Start of Block
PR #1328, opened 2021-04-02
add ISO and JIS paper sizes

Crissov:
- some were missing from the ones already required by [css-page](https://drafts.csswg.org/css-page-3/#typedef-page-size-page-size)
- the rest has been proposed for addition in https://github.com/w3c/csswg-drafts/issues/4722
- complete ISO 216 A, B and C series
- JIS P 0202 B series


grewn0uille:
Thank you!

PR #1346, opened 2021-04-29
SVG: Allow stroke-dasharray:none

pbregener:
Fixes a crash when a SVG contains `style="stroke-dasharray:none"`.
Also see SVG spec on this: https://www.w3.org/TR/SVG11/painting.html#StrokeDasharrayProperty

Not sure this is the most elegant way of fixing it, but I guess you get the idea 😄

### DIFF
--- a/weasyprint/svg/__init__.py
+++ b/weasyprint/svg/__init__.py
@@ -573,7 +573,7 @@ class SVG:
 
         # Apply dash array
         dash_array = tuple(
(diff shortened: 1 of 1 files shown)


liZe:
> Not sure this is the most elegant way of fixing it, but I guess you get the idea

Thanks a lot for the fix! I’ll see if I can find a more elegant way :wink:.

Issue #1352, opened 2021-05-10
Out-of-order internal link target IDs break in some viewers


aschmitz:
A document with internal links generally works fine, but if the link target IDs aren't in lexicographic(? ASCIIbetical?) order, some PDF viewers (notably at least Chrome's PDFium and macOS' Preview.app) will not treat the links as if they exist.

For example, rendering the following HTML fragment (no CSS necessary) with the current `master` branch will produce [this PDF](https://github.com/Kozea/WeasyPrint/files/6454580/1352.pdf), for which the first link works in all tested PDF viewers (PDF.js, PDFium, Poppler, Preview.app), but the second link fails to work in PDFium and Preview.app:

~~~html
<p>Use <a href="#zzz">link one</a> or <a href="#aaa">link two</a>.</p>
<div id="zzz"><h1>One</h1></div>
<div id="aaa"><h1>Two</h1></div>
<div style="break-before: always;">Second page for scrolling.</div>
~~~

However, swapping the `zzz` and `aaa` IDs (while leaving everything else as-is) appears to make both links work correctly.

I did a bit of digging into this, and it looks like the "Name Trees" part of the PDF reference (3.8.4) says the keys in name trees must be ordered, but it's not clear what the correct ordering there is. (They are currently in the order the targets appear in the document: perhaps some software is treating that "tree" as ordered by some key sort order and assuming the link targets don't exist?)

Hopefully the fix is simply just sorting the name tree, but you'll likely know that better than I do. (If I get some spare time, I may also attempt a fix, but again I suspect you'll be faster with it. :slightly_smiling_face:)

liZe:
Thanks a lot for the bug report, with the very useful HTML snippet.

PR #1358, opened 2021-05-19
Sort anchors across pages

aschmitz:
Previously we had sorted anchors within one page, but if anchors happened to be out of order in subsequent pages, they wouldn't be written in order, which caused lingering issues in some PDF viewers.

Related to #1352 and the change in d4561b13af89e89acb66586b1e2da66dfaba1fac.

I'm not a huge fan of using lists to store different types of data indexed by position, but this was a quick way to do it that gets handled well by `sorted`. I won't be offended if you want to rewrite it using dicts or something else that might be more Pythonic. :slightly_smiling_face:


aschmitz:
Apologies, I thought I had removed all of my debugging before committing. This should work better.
End of Block
Start of Block
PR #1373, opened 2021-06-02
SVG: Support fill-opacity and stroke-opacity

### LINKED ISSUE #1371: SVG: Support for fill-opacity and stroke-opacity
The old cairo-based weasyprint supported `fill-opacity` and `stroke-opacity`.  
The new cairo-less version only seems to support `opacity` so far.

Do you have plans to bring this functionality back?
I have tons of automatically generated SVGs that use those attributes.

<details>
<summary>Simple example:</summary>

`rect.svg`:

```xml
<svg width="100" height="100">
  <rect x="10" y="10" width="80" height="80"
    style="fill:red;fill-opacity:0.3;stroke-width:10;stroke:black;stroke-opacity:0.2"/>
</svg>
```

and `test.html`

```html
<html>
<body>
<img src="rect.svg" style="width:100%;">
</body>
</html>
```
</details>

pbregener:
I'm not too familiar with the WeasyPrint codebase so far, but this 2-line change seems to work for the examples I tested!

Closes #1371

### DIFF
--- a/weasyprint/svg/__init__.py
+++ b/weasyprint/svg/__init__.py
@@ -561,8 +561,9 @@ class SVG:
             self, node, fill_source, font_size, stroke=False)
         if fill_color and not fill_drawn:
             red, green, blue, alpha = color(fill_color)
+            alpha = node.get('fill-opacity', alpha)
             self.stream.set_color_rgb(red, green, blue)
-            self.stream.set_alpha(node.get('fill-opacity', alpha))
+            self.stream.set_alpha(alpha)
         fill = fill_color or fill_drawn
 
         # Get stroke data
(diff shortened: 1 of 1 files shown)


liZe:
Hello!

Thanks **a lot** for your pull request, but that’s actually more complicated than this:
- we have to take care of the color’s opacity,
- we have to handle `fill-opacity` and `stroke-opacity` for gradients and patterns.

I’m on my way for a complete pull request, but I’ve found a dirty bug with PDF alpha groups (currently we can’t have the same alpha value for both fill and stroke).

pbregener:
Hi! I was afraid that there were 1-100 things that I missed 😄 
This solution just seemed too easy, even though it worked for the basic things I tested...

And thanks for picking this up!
End of Block
Start of Block
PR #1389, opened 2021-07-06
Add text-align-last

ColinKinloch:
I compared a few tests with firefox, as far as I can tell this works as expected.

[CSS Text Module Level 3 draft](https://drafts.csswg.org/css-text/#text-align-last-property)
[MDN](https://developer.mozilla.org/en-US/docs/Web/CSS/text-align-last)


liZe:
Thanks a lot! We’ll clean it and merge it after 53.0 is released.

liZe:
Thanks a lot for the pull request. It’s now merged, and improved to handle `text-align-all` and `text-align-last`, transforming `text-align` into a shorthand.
End of Block
Exercise brief: Taking the entries above, write out exactly each line from the one holding "PR #1328, opened 2021-04-02" to the one holding "- some were", both included, and stop there.

Written solution:
PR #1328, opened 2021-04-02
add ISO and JIS paper sizes

Crissov:
- some were missing from the ones already required by [css-page](https://drafts.csswg.org/css-page-3/#typedef-page-size-page-size)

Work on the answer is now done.